Task »
Report every line of the records below that contains the word "following".

[Stored data]
PR #373, opened 2022-06-01
Add allow list

lucasgarfield:
Adds an allow list for distributions that verifies that a compose
request's distribution is valid for the requesting account. Validation
is done using the account's orgId, which is cross referenced against an
allow list file pointed to by the ALLOW_FILE environment variable. If no
ALLOW_FILE environment variable is set, a set of fallback default values
is used.


distributions/fedora-34/fedora-34.json
```diff
@@ -0,0 +1,29 @@
+{
+  "module_platform_id": "platform:el8",
+  "distribution": {
+    "name": "fedora-34",
+    "description": "Fedora 34"
+  },
+  "x86_64": {
+    "image_types": [ "aws", "gcp", "azure", "ami", "vhd" ],
+    "repositories": [{
```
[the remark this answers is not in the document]
lucasgarfield: Will add Fedora in separate PR.

internal/common/allow.go
```diff
@@ -0,0 +1,81 @@
...
+// variable. In the case that the allowFile parameter is an empty string (as would occur if the ALLOW_FILE
+// environment variable was not set) then a fallback default allow list is used instead.
+func CheckAllow(orgId string, distribution string, allowFile string) (bool, error) {
+	if allowFile == "" {
+		return isAllowed(distribution, defaultAllowList)
+	}
+
+	var allowList map[string]map[string]bool
+
+	jsonFile, err := os.Open(filepath.Clean(allowFile))
```
ondrejbudai, line 60: We should read the file only once - ideally during IB's startup. This way, if the allow-list file is malformed, image-builder will refuse to start (which is better than returning an error for each request).

ondrejbudai: Also: Files must be always closed so we should have `defer jsonFile.Close()` after `os.Open()` is called and `err != nil`.

internal/common/allow.go
```diff
@@ -0,0 +1,81 @@
...
+	if _, error := err.(*os.PathError); error {
+		return false, fmt.Errorf("No allow file found at %s", allowFile)
+	} else {
```
ondrejbudai, line 63: Extra `else`, it's actually not needed.

internal/common/allow.go
```diff
@@ -0,0 +1,81 @@
...
+// environment variable was not set) then a fallback default allow list is used instead.
+func CheckAllow(orgId string, distribution string, allowFile string) (bool, error) {
+	if allowFile == "" {
+		return isAllowed(distribution, defaultAllowList)
+	}
+
+	var allowList map[string]map[string]bool
+
+	jsonFile, err := os.Open(filepath.Clean(allowFile))
+	if _, error := err.(*os.PathError); error {
```
ondrejbudai, line 61: The case when `err` isn't `*os.PathError` also needs to be handled.

internal/common/allow.go
```diff
@@ -0,0 +1,81 @@
...
+		return false, fmt.Errorf("No allow file found at %s", allowFile)
+	} else {
+		rawJsonFile, err := ioutil.ReadAll(jsonFile)
```
ondrejbudai, line 64: `io.ReadAll` is preferred, see https://pkg.go.dev/io/ioutil

internal/common/allow.go
```diff
@@ -0,0 +1,81 @@
...
+import (
+	"encoding/json"
+	"fmt"
+	"io/ioutil"
+	"os"
+	"path/filepath"
+)
+
+// the ALLOW_FILE file must conform to the following schema:
+// {
```
ondrejbudai, line 12: This format is a great start! My only concern is that whenever we add a new distribution, we would have to change the default allow list. Not much work, but surely a bit annoying. I gave this some thought and I wonder if we can add defaults to distro jsons themselves:

Let's imagine adding `restrictedAccess: true` into https://github.com/osbuild/image-builder/blob/main/distributions/rhel-90/rhel-90.json (well, not in RHEL but in Fedora). If a user wants to build a restricted distribution, we would check their allowlist to see if they explicitly have the approval to build such a distribution.

How does it sound? Happy to diccuss more.

internal/common/allow.go
```diff
@@ -0,0 +1,81 @@
...
+// 	"default":{
+//		"rhel-84": true,
+//		"rhel-85": true,
+//		"rhel-86": true,
+//		"rhel-90": true,
+//		"centos-8": true,
+//		"centos-9": true,
+// 	},
+// 	"000000":{
```
ondrejbudai, line 21: I wonder if accepting glob patterns would make this more convenient:
```
{
  "123456": [
    "fedora-*"
  ]
}
```

ondrejbudai (changes requested):
This is awesome! I like that it's documented and fully functional (hopefully, no test coverage, I will get to this later).

I put my observations inline, my main thoughts are: reading the file must be elsewhere and we should make sure that this doesn't add much burden when defining new distros (therefore I proposed restricted distributions and globs in the allow list). Otherwise, these are just minor Go things that you didn't know.

The other big missing thing is testing - we should try to cover everything as much as possible, unit testing is fine.

Anyway, thanks for your work, and I'm happy to discuss everything in more depth if needed. :)

internal/common/allow.go
lucasgarfield: Sounds great, everything mentioned above has been implemented!

internal/common/allow.go
lucasgarfield: Yep, and done!

internal/common/allow.go
lucasgarfield: In fact os.Open can *only* return an *os.PathError, so I changed this to a more general `if err != nil` block with the same error message.

internal/common/allow.go
lucasgarfield: Done!

internal/common/allow.go
lucasgarfield: Done, but now we are failing the gosec check. I suppose the solution is to just close the file ourselves when we can, without defer?
```
[/github/workspace/internal/common/allow.go:36] - G307 (CWE-703): Deferring unsafe method "Close" on type "*os.File" (Confidence: HIGH, Severity: MEDIUM)
    35: 	}
  > 36: 	defer jsonFile.Close()
    37: 
```

internal/common/allow.go
```diff
@@ -0,0 +1,79 @@
...
+	if err != nil {
+		return nil, fmt.Errorf("Failed to unmarshal allow file %q: %s", allowFile, err.Error())
+	}
+
+	return allowList, nil
+}
+
+func isAllowed(orgId, distro string, allowList AllowList) (bool, error) {
+	for _, allowedDistro := range allowList[orgId] {
+		match, err := path.Match(allowedDistro, distro)
```
ondrejbudai, line 53: Please put a comment here why we are using `path.Match` here.

internal/common/allow.go
lucasgarfield: Will use this workaround: https://github.com/securego/gosec/issues/512#issuecomment-675286833

internal/common/allow.go
```diff
@@ -0,0 +1,84 @@
...
+// 	"000000": ["fedora-*"]
+//  "000001": ["fedora-34", "fedora-35", "fedora-36"]
+//  "000002": []
+// }
+func LoadAllowList(allowFile string, logger *logrus.Logger) (AllowList, error) {
+	if allowFile == "" {
+		return AllowList{}, nil
+	}
+
+	var allowList AllowList
```
ondrejbudai, line 31: We can put this before the line 48.

internal/common/allow_test.go
```diff
@@ -0,0 +1,78 @@
...
+
+	t.Run("orgId not in allow list (forbidden)", func(t *testing.T) {
+		actual, _ := mockAllowList.isAllowed("123456", "fedora-36")
+		expected := false
+		require.Equal(t, expected, actual)
+	})
+}
+
+func TestLoadAllowList(t *testing.T) {
+	var mockLogger, err = logger.NewLogger("DEBUG", "", "", "", "")
```
ondrejbudai, line 34: `var mockLogger, err =` => `mockLogger, err :=`

ondrejbudai (commented):
Nice, we are getting really close, this is exciting, thank you! :)

ondrejbudai (approved):

ondrejbudai (approved):
This is great, thank you!

PR #834, opened 2023-09-21
OpenSCAP autotailoring

kingsleyzissou:
Add the ability to specify selected and and selected rules in the
OpenSCAP customizations. This allows users to create a tailoring file
which extends the base profile.


internal/v1/api.yaml
```diff
@@ -1019,6 +1019,28 @@ components:
...
+          items:
+            type: string
+        unselected:
+          type: array
+          example: [ 'xccdf_org.ssgproject.content_rule_rpm_verify_hashes' ]
+          description: |
+            Rules to be excluded from the scan and remediation
+            The rule ID can be either full, or just the suffix
+          items:
+            type: string
```
croissanne, line 1043: will this be ok with the tailoring profiles we'll get from the compliance service?

kingsleyzissou: It's kind of complicated, they can generate a tailoring xml file only. Getting that into the image would be the challenge

kingsleyzissou:
Waiting for the compliance `v2` api

internal/v1/api.yaml
kingsleyzissou: Circling back to this, I think compliance and the UX team don't want the ability to tailor compliance policies in the service (which is fair).

I was chatting to @lucasgarfield and I think maybe we could make a clear distinction between compliance and OpenSCAP. Then we could enable this for OpenSCAP but hide it for Insights Compliance - in the frontend of course.

lucasgarfield: As I understand it, OpenSCAP adoption in the service by customers will probably be limited until we expose tailoring.

Let's try to get tailoring exposed in the service via API as a first step. Once it is in place, we can figure out how we want to expose it through the UI... and I think that @kingsleyzissou's idea to enable it for OpenSCAP and hide it for Compliance is probably a great idea.

If I am right and we capture that customer usage of OpenSCAP + tailoring greatly exceeds that of the Compliance service, we can share with the Compliance team and let them re-evaluate. But for now, let's not let anything block us from shipping highly demanded features to customers.

kingsleyzissou:
I'll close this for now and when the compliance api is ready, we can re-think how to approach things.

PR #839, opened 2023-09-26
v1: cleanup OpenAPI documentation

lzap:
Since I was reviewing the API, I noticed many endpoints are missing either "summary", or "description" or even "id". In general, summary should be really short, ideally a title because it is used by many documentation generators as the title for the endpoint.

So I shortened summaries and made sure they match the operation id (e.g. "getComposes" is "get composes"), also added missing elements and description are now sentences.

Finally, I added tags which are super useful not only for browsing generated documentation, but also in client generators (you can easily skip unwanted endpoints).

Also adding a link to ReDoc: an online OpenAPI generation tool.

This is how the API looks before the patch:

https://redocly.github.io/redoc/?url=https://raw.githubusercontent.com/osbuild/image-builder/main/internal/v1/api.yaml#tag/Source/operation/getSourceUploadInfo

And this after the patch:

https://redocly.github.io/redoc/?url=https://raw.githubusercontent.com/lzap/image-builder/84780c9ad101413bf9dc314575103f6c0eb49c22/internal/v1/api.yaml

### DIFF
--- a/internal/v1/api.yaml
+++ b/internal/v1/api.yaml
@@ -15,9 +15,11 @@ servers:
 paths:
   /version:
     get:
-      summary: get the service version
-      description: "get the service version"
+      summary: get version
+      description: "Get the service version."
       operationId: getVersion
+      tags:
+        - meta
       responses:
         '200':
           description: a service version
@@ -27,8 +29,11 @@ paths:
                 $ref: '#/components/schemas/Version'
   /ready:
     get:
-      summary: return the readiness
+      summary: return readiness
+      description: "Return the service readiness."
       operationId: getReadiness
+      tags:
+        - meta
       responses:
         '200':
           description: readiness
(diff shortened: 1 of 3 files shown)


internal/v1/api.yaml
```diff
@@ -98,14 +115,14 @@ paths:
             default: 100
             minimum: 1
             maximum: 100
-          description: max amount of composes, default 100
+          description: "Max amount of composes, default 100."
```
bcl, line 118: Does the description really need to also include the default? I see that the ReDoc service also shows the default so it's not needed there -- but can other API viewers be expected to do the same thing?

bcl (approved):
Looks good to me, more docs are always a good thing!

lzap:
Resolved conflicts, removed "default" remarks from descriptions.

lzap:
Rebased, can we get this in then? Thanks.

PR #843, opened 2023-09-27
v1: break handlers into individual files

lzap:
Because soon we will be working on bluprints, I would like to cleanup the api package a bit.

Initially I thought I would break this package into separate packages like middleware, server and handlers but everything is heavily tied together that I think more reasonable approach is to break down `handlers.go` into individual files a bit so we can add `handler_blueprint.go` later on when we start.

I am following the pattern from OpenAPI cleanup PR where I introduced few new OpenAPI tags:

* meta
* package
* architecture
* compose

Therefore I am following this naming in this proposal:

* handler_common.go (common functions)
* handler_compose.go (still quite big but better now)
* handler_package.go
* handler_distribution.go (and architecture together)

Other than moving function among files within the same package, no changes.


lzap:
Unlucky. I will resolve conflicts once we get to an agreement, there are currently no PRs touching these files so it is probably good time to do this now.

Output of the exercise »
+// the ALLOW_FILE file must conform to the following schema:
I am following the pattern from OpenAPI cleanup PR where I introduced few new OpenAPI tags:
Therefore I am following this naming in this proposal:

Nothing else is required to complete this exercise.